• _Dataset records_
----------

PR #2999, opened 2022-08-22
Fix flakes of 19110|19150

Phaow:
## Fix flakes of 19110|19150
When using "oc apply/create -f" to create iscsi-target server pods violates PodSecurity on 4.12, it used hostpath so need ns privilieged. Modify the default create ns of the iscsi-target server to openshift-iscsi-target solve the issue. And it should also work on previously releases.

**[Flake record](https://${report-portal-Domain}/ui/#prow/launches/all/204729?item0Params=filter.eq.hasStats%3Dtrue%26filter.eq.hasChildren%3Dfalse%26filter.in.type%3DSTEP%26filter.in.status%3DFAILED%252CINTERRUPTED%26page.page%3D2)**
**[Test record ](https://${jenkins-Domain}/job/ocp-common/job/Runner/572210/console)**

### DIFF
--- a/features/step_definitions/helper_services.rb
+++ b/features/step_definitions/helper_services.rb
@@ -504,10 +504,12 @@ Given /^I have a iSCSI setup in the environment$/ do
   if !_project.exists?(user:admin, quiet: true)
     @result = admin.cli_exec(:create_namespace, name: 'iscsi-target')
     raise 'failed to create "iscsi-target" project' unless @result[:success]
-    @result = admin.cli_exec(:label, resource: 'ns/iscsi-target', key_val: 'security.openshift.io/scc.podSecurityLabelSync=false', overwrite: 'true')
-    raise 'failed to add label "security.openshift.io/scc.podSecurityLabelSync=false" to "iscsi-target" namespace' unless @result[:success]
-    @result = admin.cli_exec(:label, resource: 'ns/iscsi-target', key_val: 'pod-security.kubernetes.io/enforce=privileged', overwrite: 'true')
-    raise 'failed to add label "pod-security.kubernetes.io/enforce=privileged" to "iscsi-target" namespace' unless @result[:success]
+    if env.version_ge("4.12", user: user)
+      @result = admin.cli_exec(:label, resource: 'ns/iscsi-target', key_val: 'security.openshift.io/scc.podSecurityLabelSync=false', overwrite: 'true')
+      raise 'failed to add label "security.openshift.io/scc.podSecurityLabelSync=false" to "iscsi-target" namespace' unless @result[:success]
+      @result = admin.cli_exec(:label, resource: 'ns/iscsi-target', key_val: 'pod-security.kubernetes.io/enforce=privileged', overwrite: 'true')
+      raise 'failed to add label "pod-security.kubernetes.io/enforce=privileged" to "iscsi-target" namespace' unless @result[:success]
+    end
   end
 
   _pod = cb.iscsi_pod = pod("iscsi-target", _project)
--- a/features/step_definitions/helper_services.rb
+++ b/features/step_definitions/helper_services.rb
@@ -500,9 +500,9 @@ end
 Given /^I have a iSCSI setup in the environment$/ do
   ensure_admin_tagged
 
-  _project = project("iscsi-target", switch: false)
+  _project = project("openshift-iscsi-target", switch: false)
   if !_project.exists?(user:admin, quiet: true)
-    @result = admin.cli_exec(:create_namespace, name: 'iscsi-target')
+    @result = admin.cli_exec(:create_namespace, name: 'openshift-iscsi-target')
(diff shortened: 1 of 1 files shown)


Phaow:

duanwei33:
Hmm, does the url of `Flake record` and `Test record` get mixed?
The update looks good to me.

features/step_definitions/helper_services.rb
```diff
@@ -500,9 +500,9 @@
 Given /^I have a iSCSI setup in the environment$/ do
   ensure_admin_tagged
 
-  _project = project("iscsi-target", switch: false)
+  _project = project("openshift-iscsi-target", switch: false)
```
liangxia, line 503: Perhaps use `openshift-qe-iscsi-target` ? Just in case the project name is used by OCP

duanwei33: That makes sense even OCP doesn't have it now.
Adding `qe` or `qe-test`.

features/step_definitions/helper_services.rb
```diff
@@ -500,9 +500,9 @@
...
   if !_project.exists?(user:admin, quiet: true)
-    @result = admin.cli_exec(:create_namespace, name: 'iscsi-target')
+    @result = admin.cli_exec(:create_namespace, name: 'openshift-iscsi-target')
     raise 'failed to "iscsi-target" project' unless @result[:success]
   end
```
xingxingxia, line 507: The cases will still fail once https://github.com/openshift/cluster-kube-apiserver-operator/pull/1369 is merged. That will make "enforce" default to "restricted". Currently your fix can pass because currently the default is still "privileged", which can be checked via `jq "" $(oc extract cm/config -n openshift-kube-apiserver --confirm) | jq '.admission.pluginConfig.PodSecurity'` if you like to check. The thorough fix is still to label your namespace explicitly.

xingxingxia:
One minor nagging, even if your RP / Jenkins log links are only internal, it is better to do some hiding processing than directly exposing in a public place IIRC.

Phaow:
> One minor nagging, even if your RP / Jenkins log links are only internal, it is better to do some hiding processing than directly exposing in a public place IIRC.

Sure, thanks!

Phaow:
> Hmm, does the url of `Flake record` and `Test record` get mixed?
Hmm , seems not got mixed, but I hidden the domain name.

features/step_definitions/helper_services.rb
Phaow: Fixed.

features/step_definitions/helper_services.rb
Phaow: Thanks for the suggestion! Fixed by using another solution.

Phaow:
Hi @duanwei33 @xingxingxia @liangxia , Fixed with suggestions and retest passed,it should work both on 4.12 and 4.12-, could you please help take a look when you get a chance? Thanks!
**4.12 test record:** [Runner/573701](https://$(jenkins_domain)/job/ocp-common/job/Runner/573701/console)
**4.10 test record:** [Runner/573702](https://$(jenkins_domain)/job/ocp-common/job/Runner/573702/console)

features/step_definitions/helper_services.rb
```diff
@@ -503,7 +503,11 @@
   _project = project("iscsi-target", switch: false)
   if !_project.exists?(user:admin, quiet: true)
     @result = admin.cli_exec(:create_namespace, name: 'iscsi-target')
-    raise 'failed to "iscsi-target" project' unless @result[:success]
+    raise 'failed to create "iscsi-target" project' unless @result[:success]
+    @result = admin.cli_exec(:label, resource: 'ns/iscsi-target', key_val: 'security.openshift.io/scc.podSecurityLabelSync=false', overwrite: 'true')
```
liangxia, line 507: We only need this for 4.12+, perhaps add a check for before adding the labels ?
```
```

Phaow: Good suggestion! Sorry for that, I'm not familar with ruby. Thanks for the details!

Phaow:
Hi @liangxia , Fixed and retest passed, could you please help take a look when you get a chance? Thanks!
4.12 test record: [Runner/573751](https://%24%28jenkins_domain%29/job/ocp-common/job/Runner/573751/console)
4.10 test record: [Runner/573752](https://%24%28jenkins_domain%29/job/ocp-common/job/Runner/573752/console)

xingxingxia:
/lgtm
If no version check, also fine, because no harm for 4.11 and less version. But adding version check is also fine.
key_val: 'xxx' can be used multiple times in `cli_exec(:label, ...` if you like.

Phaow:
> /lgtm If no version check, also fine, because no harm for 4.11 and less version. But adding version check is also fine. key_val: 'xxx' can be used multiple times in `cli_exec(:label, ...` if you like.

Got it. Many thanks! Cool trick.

----------

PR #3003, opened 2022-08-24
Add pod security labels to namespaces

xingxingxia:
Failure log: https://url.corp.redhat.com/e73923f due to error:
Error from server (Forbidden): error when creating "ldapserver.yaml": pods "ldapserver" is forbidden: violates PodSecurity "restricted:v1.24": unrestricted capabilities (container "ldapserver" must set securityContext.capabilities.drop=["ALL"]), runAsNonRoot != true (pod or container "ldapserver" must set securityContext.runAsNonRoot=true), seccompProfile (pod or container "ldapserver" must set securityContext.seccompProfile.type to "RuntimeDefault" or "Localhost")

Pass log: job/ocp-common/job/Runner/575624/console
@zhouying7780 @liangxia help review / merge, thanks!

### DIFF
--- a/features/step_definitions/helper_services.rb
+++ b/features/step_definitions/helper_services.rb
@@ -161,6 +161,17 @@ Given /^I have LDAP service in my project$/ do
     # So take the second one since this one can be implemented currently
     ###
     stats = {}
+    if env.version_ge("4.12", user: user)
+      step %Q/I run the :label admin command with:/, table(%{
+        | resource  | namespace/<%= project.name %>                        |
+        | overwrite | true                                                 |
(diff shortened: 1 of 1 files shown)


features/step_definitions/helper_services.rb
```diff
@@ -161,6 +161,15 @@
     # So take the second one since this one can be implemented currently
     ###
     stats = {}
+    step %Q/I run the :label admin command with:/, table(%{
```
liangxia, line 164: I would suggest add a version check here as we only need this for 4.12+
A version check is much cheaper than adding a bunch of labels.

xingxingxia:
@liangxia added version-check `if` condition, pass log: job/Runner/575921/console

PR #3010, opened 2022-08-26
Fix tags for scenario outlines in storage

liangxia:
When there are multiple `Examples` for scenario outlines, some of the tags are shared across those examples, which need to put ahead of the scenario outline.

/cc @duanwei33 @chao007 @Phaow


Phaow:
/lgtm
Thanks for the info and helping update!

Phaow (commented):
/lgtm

----------

• _What the task requires_
The stretch of entries above that starts with the line containing "PR #2999, opened 2022-08-22" and goes on through the line containing "-504,10 +504,12 @@" is to be transcribed exactly, and no other line is to be transcribed.

• _Expected output_
PR #2999, opened 2022-08-22
Fix flakes of 19110|19150

Phaow:
## Fix flakes of 19110|19150
When using "oc apply/create -f" to create iscsi-target server pods violates PodSecurity on 4.12, it used hostpath so need ns privilieged. Modify the default create ns of the iscsi-target server to openshift-iscsi-target solve the issue. And it should also work on previously releases.

**[Flake record](https://${report-portal-Domain}/ui/#prow/launches/all/204729?item0Params=filter.eq.hasStats%3Dtrue%26filter.eq.hasChildren%3Dfalse%26filter.in.type%3DSTEP%26filter.in.status%3DFAILED%252CINTERRUPTED%26page.page%3D2)**
**[Test record ](https://${jenkins-Domain}/job/ocp-common/job/Runner/572210/console)**

### DIFF
--- a/features/step_definitions/helper_services.rb
+++ b/features/step_definitions/helper_services.rb
@@ -504,10 +504,12 @@ Given /^I have a iSCSI setup in the environment$/ do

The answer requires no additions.